DATASET EXCERPTS
= Beginning of Section =
PR #24170, opened 2026-04-09
Fix: Allow checkpoint save for first epoch even when EMA contains NaN/Inf

Laughing-q:
## 🛠️ PR Summary

<sub>Made with ❤️ by [Ultralytics Actions](https://www.ultralytics.com/actions)</sub>

### 🌟 Summary
🛡️ This PR makes checkpoint saving more fault-tolerant by allowing the first training epoch to be saved even if the EMA model contains invalid values like NaN or Inf.

### 📊 Key Changes
- Updated `save_model()` in `ultralytics/engine/trainer.py`.
- Adjusted the EMA validation check so checkpoint saving is only skipped for NaN/Inf values **after** the first epoch.
- Preserved the warning behavior for later epochs when EMA contains invalid tensor values.
- Added a safeguard comment clarifying the intent: always allow at least the first checkpoint to be saved.

### 🎯 Purpose & Impact
- ✅ Prevents losing the initial training checkpoint, which can be important for debugging, recovery, and tracking training progress.
- 🔄 Improves resilience in edge cases where EMA values become unstable early in training.
- 🧪 Makes training behavior more practical for users experimenting with new datasets, configs, or unstable setups.
- ⚠️ Later corrupted checkpoints are still blocked, so model-saving safety checks remain in place.

PR #24307, opened 2026-04-23
Sanitize non-finite values in `load_checkpoint()` and skip corrupted parameters in `ModelEMA`

Laughing-q:
## 🛠️ PR Summary

### 🌟 Summary
🛡️ This PR improves checkpoint robustness by sanitizing non-finite tensor values during `load_checkpoint()` and preventing corrupted EMA parameters from being updated.

### 📊 Key Changes
- Added checkpoint sanitization in `ultralytics/nn/tasks.py` to scan model `state_dict()` tensors for non-finite values during `load_checkpoint()`.
- Restores invalid BatchNorm statistics safely by setting `running_var` values to `1.0` and `running_mean` values to `0.0`.
- Handles other corrupted floating-point parameters by clamping extreme values and replacing `NaN` entries with `0.0`.
- Logs warnings when non-finite values are detected and sanitized, improving visibility into checkpoint health.
- Updated `ModelEMA.update()` in `ultralytics/utils/torch_utils.py` to skip EMA updates for floating-point tensors that already contain non-finite values.

### 🎯 Purpose & Impact
- Reduces failures and instability when loading partially corrupted or numerically unstable checkpoints. 🔧
- Helps preserve model usability by repairing recoverable tensor values instead of failing immediately. ✅
- Prevents EMA corruption from propagating further during training or fine-tuning. 📉
- Improves resilience for users resuming training or evaluating models from imperfect weights. 🚀


UltralyticsAssistant:
👋 Hello @Laughing-q, thank you for submitting a `ultralytics/ultralytics` 🚀 PR! This is an automated message to help with review readiness, and an engineer will assist you shortly. Please review the checklist below to help ensure a smooth integration of your changes 🛠️

-✅ **Minimize Changes**: Limit your changes to the **minimum** necessary for your bug fix or feature addition. _"It is not daily increase but daily decrease, hack away the unessential. The closer to the source, the less wastage there is."_ — Bruce Lee

ultralytics/utils/torch_utils.py
```diff
@@ -682,7 +682,7 @@ def update(self, model):
 
             msd = unwrap_model(model).state_dict()  # model state_dict
             for k, v in self.ema.state_dict().items():
-                if v.dtype.is_floating_point:  # true for FP16 and FP32
+                if v.dtype.is_floating_point and torch.isfinite(v).all():  # true for FP16 and FP32
```
UltralyticsAssistant: ⚠️ **HIGH**: This only skips the EMA update when the existing EMA tensor is already non-finite. If `msd[k]` from the source model contains NaN/Inf, this branch still runs and immediately corrupts the EMA copy, which defeats the stated goal of skipping corrupted parameters. The finiteness check should include the source tensor as well.

**Suggested change:**
```suggestion
                if v.dtype.is_floating_point and torch.isfinite(v).all() and torch.isfinite(msd[k]).all():  # true for FP16 and FP32
```

ultralytics/nn/tasks.py
```diff
@@ -1516,6 +1516,20 @@ def load_checkpoint(weight, device=None, inplace=True, fuse=False):
...
+        if not t.dtype.is_floating_point or torch.isfinite(t).all():
+            continue
+        mask = ~torch.isfinite(t)
+        n_bad = int(mask.sum())
+        if name.endswith("running_var"):
+            t[mask] = 1.0
+        elif name.endswith("running_mean"):
+            t[mask] = 0.0
+        else:
+            t.clamp_(-65504, 65504)
```
UltralyticsAssistant: 💡 **MEDIUM**: This clamps the entire tensor to the FP16 max whenever it contains any non-finite value. For FP32 tensors, that can silently distort otherwise valid large weights just because a single element was NaN/Inf. It would be safer to sanitize only the non-finite entries, or at least use `torch.finfo(t.dtype)` instead of a hard-coded `65504` bound.

UltralyticsAssistant (commented):
## 🔍 PR Review

Good, focused robustness change overall, but there are two correctness gaps to address: the checkpoint sanitization currently over-clamps whole floating tensors using an FP16-specific bound, and the EMA guard does not prevent non-finite values from being copied in from the live model.

💬 Posted 2 inline comments

UltralyticsAssistant (commented):
## 🔍 PR Review 2

The robustness goal is good, but there are a few blocking issues in the new sanitization path: `_check_nan_value()` can crash on clean models, it currently leaves non-BN infinities unsanitized, and the EMA change does not actually skip already-corrupted EMA tensors. Once those are fixed, the PR looks well-scoped.

💬 Posted 3 inline comments

ultralytics/utils/torch_utils.py
```diff
@@ -681,8 +681,10 @@ def update(self, model):
             d = self.decay(self.updates)
 
             msd = unwrap_model(model).state_dict()  # model state_dict
+            if not all(torch.isfinite(v).all() for v in msd.values() if isinstance(v, torch.Tensor)):
+                LOGGER.warning("Non-finite values detected in model parameters. Skipping these layers in EMA update.")
             for k, v in self.ema.state_dict().items():
-                if v.dtype.is_floating_point:  # true for FP16 and FP32
+                if v.dtype.is_floating_point and torch.isfinite(msd[k]).all():  # true for FP16 and FP32
```
UltralyticsAssistant: ⚠️ **HIGH**: This guard only checks the source model tensor. If `self.ema[k]` is already non-finite, the update still runs and `v *= d` / `v += ...` will keep that EMA entry corrupted forever. To actually skip corrupted EMA parameters, you need to require both the EMA tensor and the model tensor to be finite before updating.

**Suggested change:**
```suggestion
                if v.dtype.is_floating_point and torch.isfinite(v).all() and torch.isfinite(msd[k]).all():  # true for FP16 and FP32
```

ultralytics/utils/torch_utils.py
```diff
@@ -681,8 +681,10 @@ def update(self, model):
             d = self.decay(self.updates)
 
             msd = unwrap_model(model).state_dict()  # model state_dict
+            if not all(torch.isfinite(v).all() for v in msd.values() if isinstance(v, torch.Tensor)):
+                LOGGER.warning("Non-finite values detected in model parameters. Skipping these layers in EMA update.")
             for k, v in self.ema.state_dict().items():
-                if v.dtype.is_floating_point:  # true for FP16 and FP32
+                if v.dtype.is_floating_point and torch.isfinite(v).all() and torch.isfinite(msd[k]).all():
```
UltralyticsAssistant: ⚠️ **HIGH**: Checking `torch.isfinite(v).all()` here makes corrupted EMA tensors non-recoverable: if `self.ema` already contains a NaN/Inf from a loaded checkpoint or a previous bad update, this branch will skip that key forever, so the EMA stays corrupted and can still poison validation/checkpoint saves later. A safer behavior is to sanitize/reset the EMA tensor from `msd[k]` when `v` is non-finite, rather than permanently skipping it.

ultralytics/utils/torch_utils.py
```diff
@@ -681,8 +681,10 @@ def update(self, model):
             d = self.decay(self.updates)
 
             msd = unwrap_model(model).state_dict()  # model state_dict
+            if not all(torch.isfinite(v).all() for v in msd.values() if isinstance(v, torch.Tensor)):
```
UltralyticsAssistant: 💡 **MEDIUM**: This adds a full `isfinite()` reduction over every tensor on every EMA update, and the loop below immediately scans the same tensors again per key. On large models this becomes a measurable per-step overhead, and once corruption appears it will also emit a warning every iteration. It would be better to avoid the global pre-scan and either warn once or handle finiteness inline per tensor.

UltralyticsAssistant (commented):
## 🔍 PR Review 3

Good direction overall, but there are two important gaps: the sanitization is wired only into the training path instead of the shared checkpoint loader, and the EMA guard can leave corrupted EMA tensors unrecoverable. There’s also a per-step performance/logging regression from the extra full-model finiteness scan.

💬 Posted 3 inline comments

ultralytics/engine/trainer.py
```diff
@@ -295,6 +295,7 @@ def _setup_train(self):
         """Configure model, optimizer, dataloaders, and training utilities before the training loop."""
         ckpt = self.setup_model()
         self.model = self.model.to(self.device)
+        self._check_nan_value(self.model)
```
Laughing-q: other modes I think even did this check would also generate incorrect results so only meaningful for train mode

UltralyticsAssistant (commented):
## 🔍 PR Review 4

Good direction overall, but there are two important gaps to fix before this fully delivers the intended robustness: the new sanitization runs before checkpoint state restoration, so resumed EMA state can still come back corrupted, and `ModelEMA.update()` only checks source tensors, not already-corrupted EMA tensors.

💬 Posted 2 inline comments

ultralytics/engine/trainer.py
```diff
@@ -295,6 +295,7 @@ def _setup_train(self):
         """Configure model, optimizer, dataloaders, and training utilities before the training loop."""
         ckpt = self.setup_model()
         self.model = self.model.to(self.device)
+        self._sanitize_non_finite_values(self.model)
```
UltralyticsAssistant: ⚠️ **HIGH**: This sanitization happens before `_load_checkpoint_state()`. On resumed runs, any NaN/Inf in the checkpoint's EMA or other restored state is loaded afterwards, so resume can still continue with corrupted EMA tensors. If the goal is checkpoint robustness, this needs to happen in the checkpoint load path or be rerun after checkpoint state restoration.

ultralytics/utils/torch_utils.py
```diff
@@ -682,7 +682,7 @@ def update(self, model):
 
             msd = unwrap_model(model).state_dict()  # model state_dict
             for k, v in self.ema.state_dict().items():
-                if v.dtype.is_floating_point:  # true for FP16 and FP32
+                if v.dtype.is_floating_point and torch.isfinite(msd[k]).all():  # skip NaN/Inf values
```
UltralyticsAssistant: ⚠️ **HIGH**: This only checks the live model tensor. If the EMA tensor `v` is already NaN/Inf (for example after resuming from a corrupted checkpoint), the update still leaves it non-finite forever because `v` itself is never validated or repaired. That means the corrupted-EMA case this PR is trying to harden is still not handled.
= End of Section =
TASK DIRECTIONS
Gather all lines from the records above in which "ModelEMA" appears.

SOLUTION TO THIS EXERCISE
Sanitize non-finite values in `load_checkpoint()` and skip corrupted parameters in `ModelEMA`
- Updated `ModelEMA.update()` in `ultralytics/utils/torch_utils.py` to skip EMA updates for floating-point tensors that already contain non-finite values.
Good direction overall, but there are two important gaps to fix before this fully delivers the intended robustness: the new sanitization runs before checkpoint state restoration, so resumed EMA state can still come back corrupted, and `ModelEMA.update()` only checks source tensors, not already-corrupted EMA tensors.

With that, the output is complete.